Dorothy Lane Market, Inc.
- Type: Private
- Industry: Retail (Grocery)
- Founded: 1948
- Headquarters: Dayton, Ohio
- Revenue: $80 million USD
- Number of employees: 900
- Website: www.dorothylane.com

= Dorothy Lane Market =

American grocery store chain

Dorothy Lane Market, often abbreviated to DLM, is a chain of gourmet grocery stores based and located in Dayton, Ohio. It originally began as a fruit stand in 1948, at the corner of Far Hills Avenue and Dorothy Lane in Kettering, Ohio. It is owned by the Mayne family, and it is in its fourth generation. The company's annual revenue is $80,000,000 and it has just over 900 employees. A culinary school is also located at the Dorothy Lane Market in Centerville, Ohio. The school hosts classes, available to the public, multiple times weekly.

==Overview==
Dorothy Lane Market is a chain of speciality food markets that has more than nine departments located within each store. They include expanded speciality seafood, bakery, dairy, frozen, floral, grocery, meat, produce, cheeses, and wines.

==History==

Previous logo style

Dorothy Lane Market began as a fruit stand in 1948, at the corner of Far Hills Ave. and Dorothy Lane in Kettering, Ohio. The stand was co-owned by Calvin Mayne and Frank Sakada. In 1953, the original store was built in Oakwood, Montgomery County, Ohio. This location came in at 20,000 sq. ft.

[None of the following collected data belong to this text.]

PR #1615, opened 2023-04-17
Adjust avatar component according to Zoe's design

### LINKED ISSUE #1620: [SelfLearning] adjusting the `login to see quiz` button
Zoe has adjusted the design of the button to login to take a quiz.

[Link to Figma board
](https://www.figma.com/file/GqhHFUcEaMxBXnMM9TXdaZ/%F0%9F%9F%A2-Feedback-Board?node-id=324-3368&t=8UhPubea93XA8b4y-0)

timonrey:
closes https://github.com/commercetools/learning-tech/issues/390
closes #1620 

If we want to use the dropdown function for the avatar again, we can simply look into the file history to get the code back. No need to keep all of that as comments in my opinion.

**This pull request**
- adds a new flag called `hideLogin` to the gatsby config that toggles the top bar login information for the microsite
- implements the design changes for the `login, logout, avatar and login button for the quiz`
- introduces the new `Sign up button`
- refactors the avatar component and the component in the `overrides` folder that is now called `topbar-login-info`


packages/gatsby-theme-sso-ui-kit/src/components/login-button.tsx
```diff
@@ -30,20 +31,37 @@ const LoginButton = (props: LoginButtonProps) => {
       : window.location.pathname;
   };
 
+  if (props.quizId) {
+    return (
+      <SecondaryButton
```
timonrey, line 36: I kept the login button for the quiz so far. I'm not sure if we still want to use it in some way or if we can simply remove it and show something else in the quiz box when the user is not logged in.

nkuehn:
@timonrey  I think we should only have the login on the smoke test site now - it's very misleading on the public kit documentation sit.  

FYI  @FFawzy  maybe we can additionally add a big fat warning to the signup screen of our testing auth project or even restrictt that to commercetools.com  addresses.

nkuehn:
@zbalek  could you review this please (you can find the preview link in the autogenerated comment). 

I am not really convinced of the alignment and spacing in the top bar vs. the grid of the content below.  It feels a bit randomly positioned)

image

FFawzy:
> @timonrey I think we should only have the login on the smoke test site now - it's very misleading on the public kit documentation sit.

@nkuehn, The sso package is added to the main site because when you login in to auth0 the redirection happens to the baseUrl (the main microsite) and then internally it routes to the internal callback route, if we removed the sso package from the main microsite the redirection after auth0 login won't work.

But we need to find a way to hide the buttons even tho the package is configured in the gatsby config, (eg a list of allowed microsites or something)


> FYI @FFawzy maybe we can additionally add a big fat warning to the signup screen of our testing auth project or even restrictt that to commercetools.com addresses.

the docs-kit was directly connected to the production auth0 app, (since the beginning of the project, we had learning-tech connected to testing, docs-kit and docs connected to production) 
we can change that definitely and disable signups for docs-kit then or only allow @commercetools emails
I'll create a ticket for that

nkuehn:
> because when you login in to auth0 the redirection happens to the baseUrl (the main microsite) and then internally it routes to the internal callback route

Argh, thanks for the reminder that this was a mess. Looks like we really need a toggle whether to show the user avatar and logins.   But it does not have to be a list of sites etc - could be a flag set on the sso plugin configuration only?

timonrey:
> Argh, thanks for the reminder that this was a mess. Looks like we really need a toggle whether to show the user avatar and logins. But it does not have to be a list of sites etc - could be a flag set on the sso plugin configuration only?

I can implement an optional flag for the sso configuration that will allow us to toggle the login/logout buttons for each microsite. I will create a separate PR for that...it's out of the scope of this pull request.

FFawzy:
@timonrey 
if you do it in a separate PR, this means that once you merge this PR the button will be visible publicly in the docs-kit site in the main landing page which is something we are trying to avoid.
and if its delayed even more and you did a kit release this feature will arrive to the docs site which will make the button suddenly appears in the main docs site too.

nkuehn:
Agree. It must be done here, it's a part of the intended behavior of this PR and not something else.

packages/gatsby-theme-sso-ui-kit/src/@commercetools-docs/gatsby-theme-docs/overrides/avatar.js
```diff
@@ -208,21 +139,19 @@ const UserProfile = () => {
       });
     }
 
-    return <UserInformation userData={userData} logout={logout} />;
+    return <LoggedInState userData={userData} logout={logout} />;
```
gabriele-ct, line 142: I think we are still pushing `association` in the `userData` object. That should be not needed anymore as we don't display the company information anymore

packages/gatsby-theme-sso-ui-kit/src/components/login-component.spec.tsx
```diff
@@ -26,17 +26,11 @@ describe('login-button', () => {
...
-    expect(defaultIcon).toBeInTheDocument();
-  });
-
-  it('should render the specified icon', () => {
+  it('should render the specified icon for the login button inside of the quiz component', () => {
     const CusotomIcon = () => {
       return <div data-testid="custom-icon"></div>;
     };
-    render(<LoginButton icon={<CusotomIcon />} />);
+    render(<LoginButton quizId="123" icon={<CusotomIcon />} />);
```
gabriele-ct, line 33: is this hardcoded value needed?

packages/gatsby-theme-sso-ui-kit/src/@commercetools-docs/gatsby-theme-docs/overrides/avatar.js
```diff
@@ -1,179 +1,110 @@
 // A React component to be rendered in the top bar next to the top menu toggle button
-import { useEffect, useState, useContext } from 'react';
+import { useEffect, useState } from 'react';
 import PropTypes from 'prop-types';
-import md5 from 'md5';
-import { useSelect } from 'downshift';
```
gabriele-ct, line 5: I think `downshift` dependency can be removed at all from `package.json`

timonrey: Right! Good catch 👍🏼

packages/gatsby-theme-sso-ui-kit/src/components/login-button.tsx
FFawzy: there is an issue already for this https://github.com/commercetools/commercetools-docs-kit/issues/1620

zbalek:
reviewed the implementation - all good 🟢

packages/gatsby-theme-sso-ui-kit/src/components/avatar.js
```diff
@@ -0,0 +1,128 @@
...
+const LoggedOutState = () => {
+  const { loginWithRedirect } = useAuth0();
+
+  return (
+    <AvatarContainer>
+      <LoginButton data-test-id="login-button" label="Login" />
+      <PrimaryButton
+        onClick={() =>
+          loginWithRedirect({
+            authorizationParams: {
```
FFawzy, line 71: @timonrey 
I think you need here the appState and returnTo parameter as in the login button .. otherwise the user will not be returned to the right page after signup

packages/gatsby-theme-sso-ui-kit/src/components/avatar.js
```diff
@@ -0,0 +1,128 @@
...
+  );
+};
+
+LoggedOutState.displayName = 'LoggedOutState';
+
+const UserProfile = () => {
+  const { isAuthenticated, logout, getIdTokenClaims } = useAuth0();
+  const [customClaims, setCustomClaims] = useState({});
+  useEffect(() => {
+    const fetchCustomClaims = async () => {
```
gabriele-ct, line 90: Here we should be using the learning context to get `email` and `displayed name`. However, the learning context belongs to the to the theme learning plugin and we don't have the guarantee that both plugins are running together.

As we discussed it's worth probably move everything into the `gatsby-theme-docs` package and not have to worry too much about these issue

(nothing to do for now @timonrey ) but refactoring is needed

In 1960, Calvin Mayne bought Sakada's shares of the company, becoming the sole owner.

In 1991, Dorothy Lane Market opened a second location in Centerville, Ohio. A third location opened in Springboro, Ohio in 2002. In 2005, the company's produce departments were certified organic by the Ohio Ecological Food and Farm Association. In October 2021, DLM announced plans for a 4th location in Mason, Ohio., which opened in 2026.

==Accolades==
In 2001 and 2007, Dorothy Lane Market was named one of only six Outstanding Retailers by the National Association for the Specialty Food Trade (NASFT) at the International Fancy Food Show in New York City.

In 2009, Dorothy Lane Market won a Readers Choice Award in the Best Gourmet Grocery category.